Nous sommes riverains.

Riverains de misère de ceux à qui l'on voudrait nous opposer mais dont nous connaissons trop bien la situation.

Faut-il rappeler que le SAMU social ne répond à Paris qu'à 30 % des demandes ? Les familles et les isolés qui errent jour et nuit dans les rues sont migrants ou pas mais tous privés de leur droit le plus basique, celui d'un simple hébergement. Sur les avenues du XIXème, du Xème ou du XVIIIème arrondissements, des gens dorment dehors ou errent toute la journée en attendant un hypothétique hébergement nocturne. Ceci dure depuis des années. Les espaces publics sont aussi la seule pièce en plus, la seule intimité dont peuvent bénéficier tous ceux qui vivent dans des logements sur-occupés ou sont hébergés par des tiers chez lesquels il faut apprendre à rester discrets.

Les grilles, les barrières et les bancs que l'on retire et les parcs que l'on ferme pénalisent encore plus les Parisiens mal-logés. La manipulation consistant à prétendre qu'ils sont là pour nous protéger des « migrants » est insupportable.

Nous ne prendrons pas comme bouc émissaires ceux qui vivent la même chose, pire que nous.

Que l'on ne nous dise pas que la Ville de Paris fait tout ce qu'elle peut pour les migrants, les clochards et les mal-logés et qu'elle n'a pas les moyens de faire plus.

Quand on va jusqu'à installer des cabanes en bois pour un marché de Noël fantôme ou des jeux pour enfants sur les trottoirs d'une avenue ultra-fréquentée par les voitures en pleins pic de pollution, c'est que l'on a de l'argent à dépenser. Ni les dizaines d'expulsions de campement, ni les fausses solutions, comme une ou deux nuits d'hôtel payées pour faire disparaître les bidonvilles quelques jours ne sont gratuites.

Quand on peut dépenser de l'argent public pour chasser les gens, on peut le dépenser pour respecter leurs droits.
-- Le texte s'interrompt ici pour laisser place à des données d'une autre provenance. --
PR #1787, opened 2025-07-02
Feat/Use filter for rolldown plugin #1716

### LINKED ISSUE #1716: [Rolldown] Use `filter` pattern for Vite hooks
### Feature Request

In some plugins WXT uses, we use `resolveId`, `load`, and `transform` to modify specfic files. We need to use [the `filter` feature](https://rolldown.rs/guide/plugin-development#plugin-hook-filters) to take advantage of rust.

The plugins that need updated are in the [`packages/wxt/src/core/builders/vite/plugins` directory](https://github.com/wxt-dev/wxt/tree/main/packages/wxt/src/core/builders/vite/plugins).

There are not unit tests for each of these plugins, but they are covered by E2E tests. So if `pnpm test` passes after your changes, nothing is broken.

Apart of #1677

Leave it as is and not take advantage of the native rust code.

PatrykKuniczak:
### Overview

I've adapt `filters` instead of making if statements and handling it by JS, now it should be handled by rust and make WXT more amazing ❤️ 

### Manual Testing

Let's run `pnpm test` and check if everything works fine :)

### Related Issue

This PR closes #1716

### DIFF
--- a/packages/wxt/src/core/builders/vite/plugins/devHtmlPrerender.ts
+++ b/packages/wxt/src/core/builders/vite/plugins/devHtmlPrerender.ts
@@ -40,32 +40,32 @@ export function devHtmlPrerender(
       },
       // Convert scripts like src="./main.tsx" -> src="http://localhost:3000/entrypoints/popup/main.tsx"
       // before the paths are replaced with their bundled path
-      transform(code, id) {
-        if (
-          config.command !== 'serve' ||
-          server == null ||
-          !id.endsWith('.html')
-        )
-          return;
+      transform: {
+        filter: {
+          id: /\.html$/,
+        },
+        handler(code, id) {
+          if (config.command !== 'serve' || server == null) return;
 
-        const { document } = parseHTML(code);
+          const { document } = parseHTML(code);
 
-        const _pointToDevServer = (querySelector: string, attr: string) =>
-          pointToDevServer(config, server, id, document, querySelector, attr);
-        _pointToDevServer('script[type=module]', 'src');
-        _pointToDevServer('link[rel=stylesheet]', 'href');
+          const _pointToDevServer = (querySelector: string, attr: string) =>
+            pointToDevServer(config, server, id, document, querySelector, attr);
+          _pointToDevServer('script[type=module]', 'src');
+          _pointToDevServer('link[rel=stylesheet]', 'href');
 
-        // Add a script to add page reloading
-        const reloader = document.createElement('script');
-        reloader.src = htmlReloadId;
-        reloader.type = 'module';
-        document.head.appendChild(reloader);
+          // Add a script to add page reloading
+          const reloader = document.createElement('script');
+          reloader.src = htmlReloadId;
+          reloader.type = 'module';
+          document.head.appendChild(reloader);
 
-        const newHtml = document.toString();
-        config.logger.debug('transform ' + id);
-        config.logger.debug('Old HTML:\n' + code);
-        config.logger.debug('New HTML:\n' + newHtml);
-        return newHtml;
+          const newHtml = document.toString();
+          config.logger.debug('transform ' + id);
+          config.logger.debug('Old HTML:\n' + code);
+          config.logger.debug('New HTML:\n' + newHtml);
+          return newHtml;
+        },
       },
 
       // Pass the HTML through the dev server to add dev-mode specific code
@@ -113,29 +113,35 @@ export function devHtmlPrerender(
     {
       name: 'wxt:virtualize-inline-scripts',
       apply: 'serve',
-      resolveId(id) {
-        // Resolve inline scripts
-        if (id.startsWith(virtualInlineScript)) {
-          return '\0' + id;
-        }
+      resolveId: {
+        filter: {
+          id: {
+            include: [new RegExp(`^${virtualInlineScript}`), /^\/chunks\//],
+          },
+        },
+        handler(id) {
+          // Resolve inline scripts
+          if (id.startsWith(virtualInlineScript)) {
+            return '\0' + id;
+          }
 
-        // Ignore chunks during HTML file pre-rendering
-        if (id.startsWith('/chunks/')) {
-          return '\0noop';
-        }
+          // Ignore chunks during HTML file pre-rendering
+          if (id.startsWith('/chunks/')) {
+            return '\0noop';
+          }
+        },
       },
-      load(id) {
-        // Resolve virtualized inline scripts
-        if (id.startsWith(resolvedVirtualInlineScript)) {
-          // id="virtual:wxt-inline-script?<key>"
+      load: {
+        filter: {
+          id: {
+            include: [new RegExp(`^${resolvedVirtualInlineScript}`)],
+            exclude: '\0noop',
+          },
+        },
+        handler(id) {
           const key = id.substring(id.indexOf('?') + 1);
           return inlineScriptContents[key];
-        }
-
-        // Ignore chunks during HTML file pre-rendering
-        if (id === '\0noop') {
-          return '';
-        }
+        },
       },
     },
   ];
--- a/packages/wxt/src/core/builders/vite/plugins/download.ts
+++ b/packages/wxt/src/core/builders/vite/plugins/download.ts
@@ -12,15 +12,22 @@ import { fetchCached } from '../../../utils/network';
 export function download(config: ResolvedConfig): Plugin {
   return {
     name: 'wxt:download',
-    resolveId(id) {
-      if (id.startsWith('url:')) return '\0' + id;
+    resolveId: {
+      filter: {
+        id: /^url:/,
+      },
+      handler(id) {
+        return `\0${id}`;
+      },
     },
-    async load(id) {
-      if (!id.startsWith('\0url:')) return;
-
-      // Load file from network or cache
-      const url = id.replace('\0url:', '');
-      return await fetchCached(url, config);
+    load: {
+      filter: {
+        id: /^\x00url:/,
+      },
+      async handler(id) {
+        const url = id.replace('\0url:', '');
+        return await fetchCached(url, config);
+      },
     },
   };
 }
--- a/packages/wxt/src/core/builders/vite/plugins/extensionApiMock.ts
+++ b/packages/wxt/src/core/builders/vite/plugins/extensionApiMock.ts
@@ -32,11 +32,21 @@ export function extensionApiMock(config: ResolvedConfig): vite.PluginOption {
         },
       };
     },
-    resolveId(id) {
-      if (id.endsWith(virtualSetupModule)) return resolvedVirtualSetupModule;
+    resolveId: {
+      filter: {
+        id: new RegExp(`${virtualSetupModule}$`),
+      },
+      handler() {
+        return resolvedVirtualSetupModule;
+      },
     },
-    load(id) {
-      if (id === resolvedVirtualSetupModule) return setupTemplate;
+    load: {
+      filter: {
+        id: new RegExp(`^${resolvedVirtualSetupModule}$`),
+      },
+      handler() {
+        return setupTemplate;
+      },
     },
   };
 }
--- a/packages/wxt/src/core/builders/vite/plugins/noopBackground.ts
+++ b/packages/wxt/src/core/builders/vite/plugins/noopBackground.ts
@@ -10,13 +10,21 @@ export function noopBackground(): Plugin {
   const resolvedVirtualModuleId = '\0' + virtualModuleId;
   return {
     name: 'wxt:noop-background',
-    resolveId(id) {
-      if (id === virtualModuleId) return resolvedVirtualModuleId;
+    resolveId: {
+      filter: {
+        id: new RegExp(`^${virtualModuleId}$`),
+      },
+      handler() {
+        return resolvedVirtualModuleId;
+      },
     },
-    load(id) {
-      if (id === resolvedVirtualModuleId) {
+    load: {
+      filter: {
+        id: new RegExp(`^${resolvedVirtualModuleId}$`),
+      },
+      handler() {
         return `import { defineBackground } from 'wxt/utils/define-background';\nexport default defineBackground(() => void 0)`;
-      }
+      },
     },
   };
 }
--- a/packages/wxt/src/core/builders/vite/plugins/removeEntrypointMainFunction.ts
+++ b/packages/wxt/src/core/builders/vite/plugins/removeEntrypointMainFunction.ts
@@ -16,14 +16,15 @@ export function removeEntrypointMainFunction(
     name: 'wxt:remove-entrypoint-main-function',
     transform: {
       order: 'pre',
-      handler(code, id) {
-        if (id === absPath) {
-          const newCode = removeMainFunctionCode(code);
-          config.logger.debug('vite-node transformed entrypoint', path);
-          config.logger.debug(`Original:\n---\n${code}\n---`);
-          config.logger.debug(`Transformed:\n---\n${newCode.code}\n---`);
-          return newCode;
-        }
+      filter: {
+        id: new RegExp(`^${absPath}$`),
+      },
+      handler(code) {
+        const newCode = removeMainFunctionCode(code);
+        config.logger.debug('vite-node transformed entrypoint', path);
+        config.logger.debug(`Original:\n---\n${code}\n---`);
+        config.logger.debug(`Transformed:\n---\n${newCode.code}\n---`);
+        return newCode;
       },
     },
   };
--- a/packages/wxt/src/core/builders/vite/plugins/resolveAppConfig.ts
+++ b/packages/wxt/src/core/builders/vite/plugins/resolveAppConfig.ts
@@ -22,15 +22,25 @@ export function resolveAppConfig(config: ResolvedConfig): vite.Plugin {
         },
       };
     },
-    async resolveId(id) {
-      if (id !== virtualModuleId) return;
-
-      return (await exists(appConfigFile))
-        ? appConfigFile
-        : resolvedVirtualModuleId;
+    resolveId: {
+      filter: {
+        id: {
+          exclude: new RegExp(`^${virtualModuleId}$`),
+        },
+      },
+      async handler() {
+        return (await exists(appConfigFile))
+          ? appConfigFile
+          : resolvedVirtualModuleId;
+      },
     },
-    load(id) {
-      if (id === resolvedVirtualModuleId) return `export default {}`;
+    load: {
+      filter: {
+        id: new RegExp(`^${resolvedVirtualModuleId}$`),
+      },
+      handler() {
+        return `export default {}`;
+      },
     },
   };
 }
--- a/packages/wxt/src/core/builders/vite/plugins/wxtPluginLoader.ts
+++ b/packages/wxt/src/core/builders/vite/plugins/wxtPluginLoader.ts
@@ -14,33 +14,50 @@ export function wxtPluginLoader(config: ResolvedConfig): vite.Plugin {
 
   return {
     name: 'wxt:plugin-loader',
-    resolveId(id) {
-      if (id === virtualModuleId) return resolvedVirtualModuleId;
-      if (id === virtualHtmlModuleId) return resolvedVirtualHtmlModuleId;
+    resolveId: {
+      filter: {
+        id: [
+          new RegExp(`^${virtualModuleId}$`),
+          new RegExp(`^${virtualHtmlModuleId}$`),
+        ],
+      },
+      handler(id) {
+        if (id === virtualModuleId) {
+          return resolvedVirtualModuleId;
+        } else {
+          return resolvedVirtualHtmlModuleId;
+        }
+      },
     },
-    load(id) {
-      if (id === resolvedVirtualModuleId) {
-        // Import and init all plugins
-        const imports = config.plugins
-          .map(
-            (plugin, i) =>
-              `import initPlugin${i} from '${normalizePath(plugin)}';`,
-          )
-          .join('\n');
-        const initCalls = config.plugins
-          .map((_, i) => `  initPlugin${i}();`)
-          .join('\n');
-        return `${imports}\n\nexport function initPlugins() {\n${initCalls}\n}`;
-      }
-      if (id === resolvedVirtualHtmlModuleId) {
-        return `import { initPlugins } from '${virtualModuleId}';
-
-try {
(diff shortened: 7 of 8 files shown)


packages/wxt/src/core/builders/vite/plugins/devHtmlPrerender.ts
```diff
@@ -113,29 +113,35 @@ export function devHtmlPrerender(
...
-        }
-
-        // Ignore chunks during HTML file pre-rendering
-        if (id.startsWith('/chunks/')) {
-          return '\0noop';
-        }
+      resolveId: {
+        filter: {
+          id: {
+            include: [new RegExp(`^${virtualInlineScript}`), /^\/chunks\//],
```
ion1: Since `virtualInlineScript` doesn't seem to be a regexp, you might want to use [RegExp.escape](https://developer.mozilla.org/en-US/docs/Web/JavaScript/Reference/Global_Objects/RegExp/escape).

PatrykKuniczak: I'll take a look on that today 🙂

PatrykKuniczak: @ion1 
image

As you can see, it doesn't work, because of error.

I see this feature is new(2025) and it shouldn't work with our configuration.

If you have any idea share it :)

PatrykKuniczak: But without that, it works, tests pass.

ion1: Many of the strings in the PR are constants for which a constant RegExp could be used as well. But not all of them are.

In particular, `absPath` within `removeEntrypointMainFunction` seems to be based on user-controlled path names.

The plugin API also seems to support picomatch patterns, but picomatch doesn't seem to come with an escape function for its own syntax.

Perhaps `absPath` could be used as a picomatch string rather than a regexp with the assumption that the paths are less likely to contain picomatch special characters than regexp ones (such as dots).

PatrykKuniczak: Ok, but we need to change it, if it works?

ion1: > Ok, but we need to change it, if it works?

I'm just worried about interpreting arbitrary filenames as regexps when the purpose is just to do a string match. In all fairness, the filenames come from a trusted user so it's not too scary.

Additionally, I'm a nobody. The opinion of the project authors is what matters.

> But without that, it works, tests pass.

For what it's worth, the test suite is probably not testing adversarial inputs assuming things are being interpreted as regexps when they weren't before.

PatrykKuniczak: > > Ok, but we need to change it, if it works?
> 
> I'm just worried about interpreting arbitrary filenames as regexps when the purpose is just to do a string match. In all fairness, the filenames come from a trusted user so it's not too scary.
> 
> Additionally, I'm a nobody. The opinion of the project authors is what matters.
> 
> > But without that, it works, tests pass.
> 
> For what it's worth, the test suite is probably not testing adversarial inputs assuming things are being interpreted as regexps when they weren't before.

If you have solution, feel free to share it to me here, otherwise let's wait for owner review 😁

PatrykKuniczak:
Small mistake of me, i've done `id` checking the other way round, let's run CI one more time, should work that time :)

packages/wxt/src/core/builders/vite/plugins/devHtmlPrerender.ts
```diff
@@ -113,29 +113,30 @@ export function devHtmlPrerender(
...
       },
-      load(id) {
-        // Resolve virtualized inline scripts
-        if (id.startsWith(resolvedVirtualInlineScript)) {
-          // id="virtual:wxt-inline-script?<key>"
+      load: {
+        filter: {
+          id: {
+            include: [new RegExp(`^${resolvedVirtualInlineScript}`)],
+            exclude: '\0noop',
```
sm17p: Your include set has no union with exclude set, so it's safe to remove this exclude filter

packages/wxt/src/core/builders/vite/plugins/devHtmlPrerender.ts
```diff
@@ -113,29 +113,30 @@ export function devHtmlPrerender(
...
-          return '\0' + id;
-        }
-
-        // Ignore chunks during HTML file pre-rendering
-        if (id.startsWith('/chunks/')) {
-          return '\0noop';
-        }
+      resolveId: {
+        filter: {
+          id: [new RegExp(`^${virtualInlineScript}`), /^\/chunks\//],
```
sm17p: You can probably remove `/^\/chunks\//` as you only care about returning `'\0' + id` if the filter matches

packages/wxt/src/core/builders/vite/plugins/download.ts
```diff
@@ -12,15 +12,22 @@ import { fetchCached } from '../../../utils/network';
...
     },
-    async load(id) {
-      if (!id.startsWith('\0url:')) return;
-
-      // Load file from network or cache
-      const url = id.replace('\0url:', '');
-      return await fetchCached(url, config);
+    load: {
+      filter: {
+        id: /^\x00url:/,
```
sm17p, line 27: This pattern doesn't match '\0url:'
```suggestion
        id: /^\\0url:/,
```

packages/wxt/src/core/builders/vite/plugins/wxtPluginLoader.ts
```diff
@@ -63,7 +80,7 @@ try {
           const newHead = document.createElement('head');
           document.documentElement.prepend(newHead);
         }
-        document.head.prepend(script);
+        document.head?.prepend(script);
```
sm17p, line 86: nitpick `document.head` exists at this point. Don't have to perform optional chaining

packages/wxt/src/core/builders/vite/plugins/devHtmlPrerender.ts
sm17p: > I'm just worried about interpreting arbitrary filenames as regexps when the purpose is just to do a string match. In all fairness, the filenames come from a trusted user so it's not too scary.
> 
+1 on the concern 

> The plugin API also seems to support picomatch patterns, but picomatch doesn't seem to come with an escape function for its own syntax.

> Perhaps absPath could be used as a picomatch string rather than a regexp with the assumption that the paths are less likely to contain picomatch special characters than regexp ones (such as dots).

but in this PR all the RegEx are one-to-one match of the previous checks. Maybe, we should slide it off this PR? This probably belongs in another issue as it's a concern pertaining to the current implementation. The changes in this PR don't diverge from original behaviour.

packages/wxt/src/core/builders/vite/plugins/devHtmlPrerender.ts
PatrykKuniczak: Oh yeah, that's true, i'll remove it. Thanks

packages/wxt/src/core/builders/vite/plugins/devHtmlPrerender.ts
PatrykKuniczak: That's also true, good job on your review :)

packages/wxt/src/core/builders/vite/plugins/download.ts
PatrykKuniczak: I have strange IDE error with that, but it looks fine right now, and i've change it to \\0 as you mentioned, i want to do it before :)

packages/wxt/src/core/builders/vite/plugins/wxtPluginLoader.ts
PatrykKuniczak: I've wondering why check looks like `document.head == null` and there's a problem i've changed it to `===` and now optional chaining isn't necessary, i want to do it before, but i wasn't sure why somebody want to check also `null` as string, i think it's mistake, which was resolved now :)

PatrykKuniczak:
@sm17p Thanks for your review, now code is a way simpler <3

packages/wxt/src/core/builders/vite/plugins/wxtPluginLoader.ts
sm17p: Uh that's probably because, of some JS magic. `a == null` is true, if a is either null or undefined so maybe that's the reason. This change might break it so better consult with the owner before this

packages/wxt/src/core/builders/vite/plugins/download.ts
PatrykKuniczak: Wait, wait, i can't use this, because of:
image


I need to use `/^\x00url:/` because only that works well

packages/wxt/src/core/builders/vite/plugins/wxtPluginLoader.ts
PatrykKuniczak: > Uh that's probably because, of some JS magic. `a == null` is true, if a is either null or undefined so maybe that's the reason. This change might break it so better consult with the owner before this
> 
> 

Tests passed, but overall owner need to take a look on these changes :)

packages/wxt/src/core/builders/vite/plugins/download.ts
sm17p: I reviewed `/^\x00url:/` on regexr again, and here are some insights

1. `\x00` is a hexadecimal for ASCII character null (char code '0'). Now, the first charachter that you want to match is actually a '\\' which is char code "92"
2. The second charachter that you want match with is zero or char code "48" or in regex hex terms `\x30`
3.  Either of `^\\\x30url:` or `^\\0url:` does the trick, they mean the same where first characther is '\\' and second is '0'

If the test cases are passing then there either must be something wrong in them or the setup behaviour is divregent from actual implementation, as `/^\x00url:/` shouldn't match with `\0url:` string

It's something that needs to be looked into IMO

PatrykKuniczak: @sm17p Both `\0` and `\x00` are `null`.
`The RegExp \0 Metacharacter in JavaScript is used to find the NULL character.`
image


Maybe i'm wrong, let's wait for owner/team review :)

sm17p: Yes, that's a good idea. Thanks for this!

packages/wxt/src/core/builders/vite/plugins/devHtmlPrerender.ts
```diff
@@ -113,29 +113,22 @@ export function devHtmlPrerender(
...
+        },
+        handler(id) {
           const key = id.substring(id.indexOf('?') + 1);
           return inlineScriptContents[key];
-        }
-
-        // Ignore chunks during HTML file pre-rendering
-        if (id === '\0noop') {
-          return '';
-        }
```
aklinker1: This needs to stay somehow. It dramatically speeds up dev startup speed by not bundling any of the JS code before writing the HTML files to disk.

packages/wxt/src/core/builders/vite/plugins/devHtmlPrerender.ts
```diff
@@ -113,29 +113,22 @@ export function devHtmlPrerender(
...
+          id: [new RegExp(`^${virtualInlineScript}`)],
+        },
+        handler(id) {
           return '\0' + id;
-        }
-
-        // Ignore chunks during HTML file pre-rendering
-        if (id.startsWith('/chunks/')) {
-          return '\0noop';
-        }
```
aklinker1: Same

packages/wxt/src/core/builders/vite/plugins/download.ts
aklinker1: As long as tests pass, that's fine. When I tried this originally, `\0` was throwing errors when building the regex string. If this works, that's fine 👍

packages/wxt/src/core/builders/vite/plugins/extensionApiMock.ts
```diff
@@ -32,11 +32,21 @@ export function extensionApiMock(config: ResolvedConfig): vite.PluginOption {
...
+      },
+      handler() {
+        return resolvedVirtualSetupModule;
+      },
     },
-    load(id) {
-      if (id === resolvedVirtualSetupModule) return setupTemplate;
+    load: {
+      filter: {
+        id: new RegExp(`^${resolvedVirtualSetupModule}$`),
```
aklinker1, line 46:
```suggestion
        id: resolvedVirtualSetupModule,
```

Is this the same or different? Does rolldown do a partial match for regular strings or a full match?

packages/wxt/src/core/builders/vite/plugins/noopBackground.ts
```diff
@@ -10,13 +10,21 @@ export function noopBackground(): Plugin {
   const resolvedVirtualModuleId = '\0' + virtualModuleId;
   return {
     name: 'wxt:noop-background',
-    resolveId(id) {
-      if (id === virtualModuleId) return resolvedVirtualModuleId;
+    resolveId: {
+      filter: {
+        id: new RegExp(`^${virtualModuleId}$`),
```
aklinker1, line 16: Same here. Does this work? No need to use regex if it's not needed.


```suggestion
        id: virtualModuleId,
```

packages/wxt/src/core/builders/vite/plugins/noopBackground.ts
```diff
@@ -10,13 +10,21 @@ export function noopBackground(): Plugin {
...
+      },
+      handler() {
+        return resolvedVirtualModuleId;
+      },
     },
-    load(id) {
-      if (id === resolvedVirtualModuleId) {
+    load: {
+      filter: {
+        id: new RegExp(`^${resolvedVirtualModuleId}$`),
```
aklinker1, line 24:
```suggestion
        id: resolvedVirtualModuleId,
```

packages/wxt/src/core/builders/vite/plugins/removeEntrypointMainFunction.ts
```diff
@@ -16,14 +16,15 @@ export function removeEntrypointMainFunction(
...
-      handler(code, id) {
-        if (id === absPath) {
-          const newCode = removeMainFunctionCode(code);
-          config.logger.debug('vite-node transformed entrypoint', path);
-          config.logger.debug(`Original:\n---\n${code}\n---`);
-          config.logger.debug(`Transformed:\n---\n${newCode.code}\n---`);
-          return newCode;
-        }
+      filter: {
+        id: new RegExp(`^${absPath}$`),
```
aklinker1, line 21:
```suggestion
        id: absPath,
```

packages/wxt/src/core/builders/vite/plugins/resolveAppConfig.ts
```diff
@@ -22,15 +22,23 @@ export function resolveAppConfig(config: ResolvedConfig): vite.Plugin {
...
     },
-    async resolveId(id) {
-      if (id !== virtualModuleId) return;
-
-      return (await exists(appConfigFile))
-        ? appConfigFile
-        : resolvedVirtualModuleId;
+    resolveId: {
+      filter: {
+        id: new RegExp(`^${virtualModuleId}$`),
```
aklinker1, line 28:
```suggestion
        id: virtualModuleId,
```

packages/wxt/src/core/builders/vite/plugins/resolveAppConfig.ts
```diff
@@ -22,15 +22,23 @@ export function resolveAppConfig(config: ResolvedConfig): vite.Plugin {
...
+        return (await exists(appConfigFile))
+          ? appConfigFile
+          : resolvedVirtualModuleId;
+      },
     },
-    load(id) {
-      if (id === resolvedVirtualModuleId) return `export default {}`;
+    load: {
+      filter: {
+        id: new RegExp(`^${resolvedVirtualModuleId}$`),
```
aklinker1, line 38:
```suggestion
        id: resolvedVirtualModuleId,
```

packages/wxt/src/core/builders/vite/plugins/wxtPluginLoader.ts
```diff
@@ -53,18 +70,20 @@ try {
...
 
-        const script = document.createElement('script');
-        script.type = 'module';
-        script.src = src;
+        if (!existing) {
+          const script = document.createElement('script');
+          script.type = 'module';
+          script.src = src;
+
+          if (document.head === null) {
```
aklinker1: Please revert unless it's important to the PR.

```suggestion
          if (document.head == null) {
```

aklinker1 (commented):
Looks good, thanks for figuring this out. Couple of comments, not sure if we need to use regex for exact matches.

PatrykKuniczak:
@aklinker1 As you can see it doesn't accept strings, i've wanted to do it in more simply way, but it isn't possible.

I had plan to check issues and if not open, open it on `rolldown` repo, but i haven't time, i'm able to do it now -_-

PatrykKuniczak:
@aklinker1 That's in some kind of FAQ:
`id is treated as a glob pattern when you pass a string, and treated as a regular expression when you pass a RegExp. In the resolve hook, id must be a RegExp. strings are not allowed. This is because the id value in resolveId is the exact text written in the import statement and usually not an absolute path, while glob patterns are designed to match absolute paths.
`

In the very bottom of:
https://rolldown.rs/guide/plugin-development#plugin-hook-filters

And i haven't understand it but Perplexity helps me 😆 
And that make sens, why Regexp is necessary for `resolveId` for rest i'm able to simplify it, but i need to check if it'll be working well, if tests pass.

packages/wxt/src/core/builders/vite/plugins/devHtmlPrerender.ts
PatrykKuniczak: No problem :)

packages/wxt/src/core/builders/vite/plugins/devHtmlPrerender.ts
PatrykKuniczak: No problem :)

packages/wxt/src/core/builders/vite/plugins/extensionApiMock.ts
PatrykKuniczak: TLDR;

We won't able to use strings as i've though in:
https://github.com/wxt-dev/wxt/pull/1787#issuecomment-3190878288

It's because we want to check direct string in imports, not resolved absolute path from bundling process.

We need to use RegExp everywhere as it's now.

I was trying to prettify it to make it with `/expression/`, but it wasn't working with vars, that's why i need to use `new RegExp()` syntax :)

PatrykKuniczak:
@aklinker1 Should be all good right now, let's approve workflow :)

PatrykKuniczak:
@aklinker1 let's check it if you'll have time, if you want to change sth there, i'll have time next week to work a little.

aklinker1:
I'll be available the next few weeks, running them now.

packages/wxt/src/core/builders/vite/plugins/devHtmlPrerender.ts
```diff
@@ -113,29 +113,35 @@ export function devHtmlPrerender(
...
+            new RegExp('^\x00noop'),
+          ],
+        },
+        handler(id) {
+          // Ignore chunks during HTML file pre-rendering
+          if (id === '\0noop') {
+            return '';
+          }
+
           const key = id.substring(id.indexOf('?') + 1);
```
aklinker1, line 145: Add this comment back

```suggestion
          // id="virtual:wxt-inline-script?<key>"
          const key = id.substring(id.indexOf('?') + 1);
```

packages/wxt/src/core/builders/vite/plugins/wxtPluginLoader.ts
```diff
@@ -14,33 +14,50 @@ export function wxtPluginLoader(config: ResolvedConfig): vite.Plugin {
...
-          .join('\n');
-        return `${imports}\n\nexport function initPlugins() {\n${initCalls}\n}`;
-      }
-      if (id === resolvedVirtualHtmlModuleId) {
-        return `import { initPlugins } from '${virtualModuleId}';
+    resolveId: {
+      filter: {
+        id: [
+          new RegExp(`^${virtualModuleId}$`),
+          new RegExp(`^${virtualHtmlModuleId}$`),
```
aklinker1, line 23: Random thought: It's interesting that regex objects can be passed into the native rust code...

aklinker1: What am I talking about lol, obviously it can be serialized and deserialized 🤦

packages/wxt/src/core/builders/vite/plugins/wxtPluginLoader.ts
```diff
@@ -53,18 +70,20 @@ try {
 
         const { document } = parseHTML(html);
         const existing = document.querySelector(`script[src='${src}']`);
-        if (existing) return;
 
-        const script = document.createElement('script');
-        script.type = 'module';
-        script.src = src;
+        if (!existing) {
```
aklinker1: I don't think this change is meaningful. Can it be reverted?

aklinker1 (changes requested):
OK, code looks looks good, only a few small comments, nothing major! 

Looks like there are some lint errors, checks are failing.

But tests are passing. I need to manually test dev mode, it's not well covered by unit tests.... it's something I keep putting off because there's a lot of setup and utils I need to create to unit test dev mode...

packages/wxt/src/core/builders/vite/plugins/wxtPluginLoader.ts
PatrykKuniczak: No probl3m, i'll do it after work :)

PatrykKuniczak: No probl3m, i'll do it after work :)

PatrykKuniczak: Done :)

PatrykKuniczak:
@aklinker1 Let's go with this.
It's complete.

aklinker1:
Didn't get to this this weekend, it's a high priority for me since Vite 8 is in beta.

Quand on ne respecte pas les droits des migrants, on ne respecte pas ceux des autres mal-logés.

Il y dix ans, la Ville de Paris prenait la décision d'exclure les familles sans-papiers du financement de l'hébergement sur les fonds municipaux et les rejetait vers le SAMU social, soi-disant « pour désengorger le dispositif ». Quelques années plus tard, cette exclusion a été étendue à toutes les familles parisiennes sans domicile fixe et c'est à cause de cela qu'aujourd'hui, elles sont baladées d'un bout à l'autre de l'Île de France, dans des hôtels hors de prix, alors qu'elles ont le droit d'avoir un logement et de payer un loyer décent, comme tout le monde.

Nous occupons aujourd'hui la direction de la voirie et des déplacements pour exiger le minimum, le retrait immédiat de toutes les barrières et grilles interdisant l'espace public à tout le monde. Dans l'une des villes les plus riches du monde, personne ne doit dormir dehors.